1 Corinzi - 14

Versione stampabileSend by emailVersione PDF

I doni dello Spirito per l'edificazione di tutti i credenti

1Co 12:4-7, 27-31; Ro 14:19; 1P 4:10-11

- 14:1 Desiderate ardentemente l'amore, non tralasciando però di ricercare i doni spirituali, principalmente il dono di profezia.

- 14:2 Perché chi parla in altra lingua non parla agli uomini, ma a Dio; poiché nessuno lo capisce, ma in spirito dice cose misteriose.

- 14:3 Chi profetizza, invece, parla agli uomini un linguaggio di edificazione, di esortazione e di consolazione.

- 14:4 Chi parla in altra lingua edifica sé stesso; ma chi profetizza edifica la chiesa.

- 14:5 Vorrei che tutti parlaste in altre lingue, ma molto più che profetaste; chi profetizza è superiore a chi parla in altre lingue, a meno che egli interpreti, perché la chiesa ne riceva edificazione.

- 14:6 Dunque, fratelli, se io venissi a voi parlando in altre lingue, che vi servirebbe se la mia parola non vi recasse qualche rivelazione, o qualche conoscenza, o qualche profezia, o qualche insegnamento?

- 14:7 Perfino le cose inanimate che danno suono, come il flauto o la cetra, se non danno suoni distinti, come si riconoscerà ciò che si suona con il flauto o con la cetra?

- 14:8 E se la tromba dà un suono sconosciuto, chi si preparerà alla battaglia?

- 14:9 Così anche voi, se con la lingua non proferite un discorso comprensibile, come si capirà quello che dite? Parlerete al vento.

- 14:10 Ci sono nel mondo non so quante specie di linguaggi e nessun linguaggio è senza significato.

- 14:11 Se quindi non comprendo il significato del linguaggio sarò uno straniero per chi parla, e chi parla sarà uno straniero per me.

- 14:12 Così anche voi, poiché siete desiderosi di capacità spirituali, cercate di abbondarne per l'edificazione della chiesa.

- 14:13 Perciò, chi parla in altra lingua preghi di poter interpretare;

- 14:14 poiché, se prego in altra lingua, prega lo spirito mio, ma la mia intelligenza rimane infruttuosa.

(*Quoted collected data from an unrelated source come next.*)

PR #1493, opened 2021-11-12
Make sure url is relative before joining base_url

ColinKinloch:
I have a nuxt project that results in a pdf missing fonts.

The project that produces css like this:
```
@font-face {
  font-family: ForkAwesome;
  src: url(/_nuxt/fonts/forkawesome-webfont.2668138.eot);
  src: url(/_nuxt/fonts/forkawesome-webfont.2668138.eot?#iefix&v=1.2.0)
      format("embedded-opentype"),
    url(/_nuxt/fonts/forkawesome-webfont.fafb863.woff2) format("woff2"),
    url(/_nuxt/fonts/forkawesome-webfont.2350c61.woff) format("woff"),
    url(/_nuxt/fonts/forkawesome-webfont.94d78a2.ttf) format("truetype"),
    url(/_nuxt/img/forkawesome-webfont.86fe294.svg#forkawesomeregular)
      format("svg");
  font-weight: 400;
  font-style: normal;
  font-display: block;
}
```

The URLs are absolute with root being the `./dist` directory generated by nuxt.

```
weasyprint.CSS(filename='./dist/_nuxt/css/25a755f.css', base_url='./dist', font_config=font_config)
```

would result in 
```
urljoin('/path/to/dist/', '/_nuxt/fonts/forkawesome-webfont.fafb863.woff2')
```
which would return `/_nuxt/fonts/forkawesome-webfont.fafb863.woff2'` rather than joining with the base_url.

This MR converts absolute path URLs to relative: `_nuxt/fonts/forkawesome-webfont.fafb863.woff2` before calling joinurl.

### DIFF
--- a/weasyprint/css/utils.py
+++ b/weasyprint/css/utils.py
@@ -10,6 +10,7 @@
 import functools
 import math
 from urllib.parse import unquote, urljoin
+from pathlib import Path
 
 from tinycss2.color3 import parse_color
 
@@ -145,6 +146,10 @@ def safe_urljoin(base_url, url):
     if url_is_absolute(url):
         return iri_to_uri(url)
     elif base_url:
+        # Make sure url is relative before joining base_url
+        url_path = Path(url)
+        if url_path.is_absolute():
+            url = str(url_path.relative_to(url_path.root))
         return iri_to_uri(urljoin(base_url, url))
     else:
         raise InvalidValues(


liZe:
Hello!

Thanks for your pull request. But I’m not sure that there’s a bug in the current behavior.

Opening an HTML file with `` in a browser tries to open a the file in the root of the filesystem, not in the current folder (that’s the default base URL).

ColinKinloch:
I suppose my problem is that I want to use web development tools that assume that root is the root of the domain, but I don't want to have to spin up a http server to produce a the pdf.

Perhaps I should be using chroot?

liZe:
> Perhaps I should be using chroot?

It’s a possible solution. If you can also use relative URLs, it’s probably much easier.

ColinKinloch:
Or perhaps a boolean called `base_url_as_root` or something that enables this code?

liZe:
> Or perhaps a boolean called `base_url_as_root` or something that enables this code?

We really try to follow the specifications, so we try hard not to add non-standard features like this one. Sorry…

If you really can’t use relative URLs, you can write your own [`url_fetcher`](https://doc.courtbouillon.org/weasyprint/stable/api_reference.html#weasyprint.default_url_fetcher). In a couple of lines, you’ll then be able to handle remove the leading slash from the URL and call the original `url_fetcher` with the relative URL.

ColinKinloch:
Seems like a `url_fetcher` that makes the URL relative isn't enough, by the time it gets to `safe_urljoin` it's back to being absolute.

If I edit the CSS files to have relative URLs they're absolute to the root of the filesystem by the time they get to `url_fetcher`.

However, prefixing the absolute path of `dist` in `url_fetcher` has solved my issue.

```
dist = Path('./dist')
def absolute_url_fetcher (url, timeout=10, ssl_context=None):
  parsed_url = urlparse(url)
  url_path = Path(parsed_url.path)
  if url_path.is_absolute():
    url_path = url_path.relative_to(url_path.root)
    parsed_url = parsed_url._replace(path = str((dist / url_path).resolve()))
  url = urlunparse(parsed_url)
  return weasyprint.default_url_fetcher(url, timeout=timeout, ssl_context=ssl_context)
```

Thanks for the help.

PR #1500, opened 2021-11-18
Skip font processing based on hash of source

ColinKinloch:
A lot of my runtime was taken up by decompressing `woff2` files that had previously been loaded.

This change writes the result of `fetch(url_fetcher, url)` to a file named by its `sha256` hash, skipping based on whether the file already exists.

It does the same with the fontconfig xml, I don't know enough about fontconfig to know if this is completely unnecessary.

Replaces #1495


liZe:
Hello, and thank you for this pull request.

Could you please try to find the reason why tests are failing, and try to fix the problem if possible?

PR #2710, opened 2026-03-18
Try system mimetype databases as a fallback

septatrix:
Follow-up for #2708

I hope the comment is sufficiently clear. I was not really sure as to what terminology to use...


liZe:
Thank you!

PR #2713, opened 2026-03-24
Remove fontTools subsetter

liZe:


liZe:
For the record: we can’t do that. Harfbuzz-Subset is not installed by default on GitHub Actions’ Ubuntu, and the library seems to be packaged differently depending on the Ubuntu version. We’ll keep this fallback for some time, and add a deprecation warning to get feedback.

liZe:
Ubuntu 22.04 (supported until April 2027) and Debian 11 (supported until August 2026) don’t seem to package Harfbuzz-Subset.

Note that uharfbuzz does provide mapping for Subset.

PR #2716, opened 2026-03-28
Fix PDF text extraction for outside list markers

### LINKED ISSUE #2715: Outside list markers are emitted as separate PDF text runs, producing stray bullet-only spans in extraction
## Summary

WeasyPrint emits native outside list markers (`ul/li`) as separate PDF text runs from the corresponding list item text. As a result, PDF text extractors such as PyMuPDF see standalone bullet spans like `• ` instead of a single extracted line such as `• One short bullet`.  Visually the PDF looks fine, but when it's interpreted by tooling it finds empty bullets.  I'm running into this when I get AI to inspect documents, it keeps pointing out these problems to me.  Which means other consumers of these PDF's would also get confused.

This is not just a styling quirk. It changes the PDF text layer and can affect downstream extraction, indexing, review tools, and any workflow that expects list markers to stay associated with their list item text.

## Status

This behavior was reproduced inside the WeasyPrint repo and traced to PDF drawing / stacking behavior for outside list markers, not to CSS parsing or HTML structure.

A repo-level fix was validated:

- native list markers were being painted as separate positioned text runs
- after the fix, each bullet and its item text are emitted in the same PDF text object for a given line
- PyMuPDF then extracts:
  - `• One short bullet`
  - `• Two short bullet`
  - `• Three short bullet`

## Environment

- OS: Windows
- WeasyPrint 68.1
- Also reproduced with WeasyPrint 67.0
- PDF inspection tool: PyMuPDF

## Minimal Reproduction

HTML:

```html
<!doctype html>
<html lang="en">
  <body>
    <ul>
      <li>One short bullet</li>
      <li>Two short bullet</li>
      <li>Three short bullet</li>
    </ul>
  </body>
</html>
```

Python:

```python
from weasyprint import HTML

HTML(filename="repro.html").write_pdf("repro.pdf")
```

## Inspection Method

I inspected the generated PDF with PyMuPDF using:

```python
page.get_text("text")
page.get_text("dict")
```

and checked for spans whose extracted text was only `•` or `• `.

## Actual Result

PyMuPDF extracts the list item text and the bullets separately.

Example:

```text
One short bullet
Two short bullet
Three short bullet
• 
• 
• 
```

Example extracted spans:

```text
SPAN 'One short bullet' (...)
SPAN 'Two short bullet' (...)
SPAN 'Three short bullet' (...)
SPAN '• ' (...)
SPAN '• ' (...)
SPAN '• ' (...)
```

## Expected Result

Native list rendering should keep each bullet associated with its corresponding list item text in the PDF text layer.

For example, extraction should look like:

```text
• One short bullet
• Two short bullet
• Three short bullet
```

or at minimum should not produce stray standalone bullet-only spans for ordinary semantic lists.

## Root Cause

This appears to happen specifically for outside list markers.

Inside WeasyPrint, the `li::marker` bullet is built as an outside marker box and then treated as a separately positioned drawn object. That causes the marker text to be emitted in a different PDF text run from the list item text, even though visually they belong to the same line.

In the WeasyPrint repo, the issue was fixed by changing the stacking/drawing behavior for outside markers so they are no longer split into a separate positioned stacking path during PDF emission.

## Why This Matters

- It pollutes the PDF text layer.
- It makes extraction inconsistent with the visual reading order.
- It can make native semantic lists look broken to downstream tools.
- It pushes users toward non-semantic workarounds like manually writing `• text`.

## Workaround

As a workaround, rendering bullets as a single inline text run such as `• Item text` avoids the problem, because the bullet and text are emitted together in the same extracted text run.

## Suggested Regression Test

A useful regression test is:

- render a minimal `ul/li` document to PDF
- inspect the emitted PDF text stream or extracted text structure
- assert that marker and item text are not emitted as separate text objects for the same list line

## Solution
I've got a proposed solution that I will put a PR out there for.

AndyBevan:
Fixes https://github.com/Kozea/WeasyPrint/issues/2715

Outside list markers were being emitted as separate positioned text runs, which caused extractors like PyMuPDF to see stray bullet-only spans.

Avoid treating outside markers as positioned stacking contexts during PDF painting, and add regression coverage for list marker text-object emission.

## Summary

This fixes PDF text extraction for outside list markers.

Previously, native ul/li markers could be emitted as separate positioned PDF text runs from their corresponding list item text. In practice, tools like PyMuPDF could then extract stray bullet-only spans such
  as •  instead of a single line like • One short bullet.

This change keeps outside list markers out of the separate positioned stacking-context path during painting, so marker and item text are emitted together in the same PDF text object for a given line.

## What Changed

  - Update C:/DevGit/AndyBevan/Github/WeasyPrint/weasyprint/stacking.py so is_outside_marker boxes are not treated as positioned stacking contexts for painting.
  - Add regression coverage in C:/DevGit/AndyBevan/Github/WeasyPrint/tests/test_pdf.py for:
      - basic outside list markers
      - nested lists
      - RTL lists
      - lists spanning multiple pages

  ## Why This Fix

  The issue was not in CSS parsing or marker box creation. The marker boxes were laid out correctly, but during painting they were handled as separate positioned content, which split marker and item text into
  different PDF text runs.

  By keeping outside markers in normal paint order, the emitted PDF stream no longer splits the bullet from the line’s text, and extraction matches the visual reading order.

  ## Verification

  Focused checks:

  - tests/test_pdf.py -k list_markers
  - tests/draw/test_list.py

  Full suite on this machine:

  - 4022 passed
  - 6 failed
  - 41 xfailed

 The remaining 6 failures are pre-existing local platform/font pixel-test failures unrelated to this change:

  - C:/DevGit/AndyBevan/Github/WeasyPrint/tests/draw/test_text.py
  - C:/DevGit/AndyBevan/Github/WeasyPrint/tests/test_acid2.py

  ## Issue

  Fixes #2715

### DIFF
--- a/tests/test_pdf.py
+++ b/tests/test_pdf.py
@@ -1,5 +1,6 @@
 """Test PDF-related code, including metadata, bookmarks and hyperlinks."""
 
+from collections import defaultdict
 import hashlib
 import io
 import re
@@ -9,6 +10,7 @@ import pytest
 
 from weasyprint import Attachment
 from weasyprint.document import Document, DocumentMetadata
+from weasyprint.pdf.stream import Stream
 from weasyprint.text.fonts import FontConfiguration
 from weasyprint.urls import path2url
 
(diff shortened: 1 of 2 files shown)


liZe:
Closing, as we don’t want to merge the stacking contexts.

- 14:15 Che dunque? Pregherò con lo spirito, ma pregherò anche con l'intelligenza; salmeggerò con lo spirito, ma salmeggerò anche con l'intelligenza.

- 14:16 Altrimenti, se tu benedici Dio soltanto con lo spirito, colui che occupa il posto come semplice uditore come potrà dire: «Amen!» alla tua preghiera di ringraziamento, visto che non sa quello che tu dici?

- 14:17 Quanto a te, certo, tu fai un bel ringraziamento; ma l'altro non è edificato.

- 14:18 Io ringrazio Dio che parlo in altre lingue più di tutti voi;

- 14:19 ma nella chiesa preferisco dire cinque parole intelligibili per istruire anche gli altri, che dirne diecimila in altra lingua.

- 14:20 Fratelli, non siate bambini quanto al ragionare; siate pur bambini quanto a malizia, ma quanto al ragionare, siate uomini compiuti.

- 14:21 È scritto nella legge:

«Parlerò a questo popolo per mezzo di persone che parlano altre lingue

e per mezzo di labbra straniere;

e neppure così mi ascolteranno», dice il Signore.

- 14:22 Quindi le lingue servono di segno non per i credenti, ma per i non credenti; la profezia, invece, serve di segno non per i non credenti, ma per i credenti.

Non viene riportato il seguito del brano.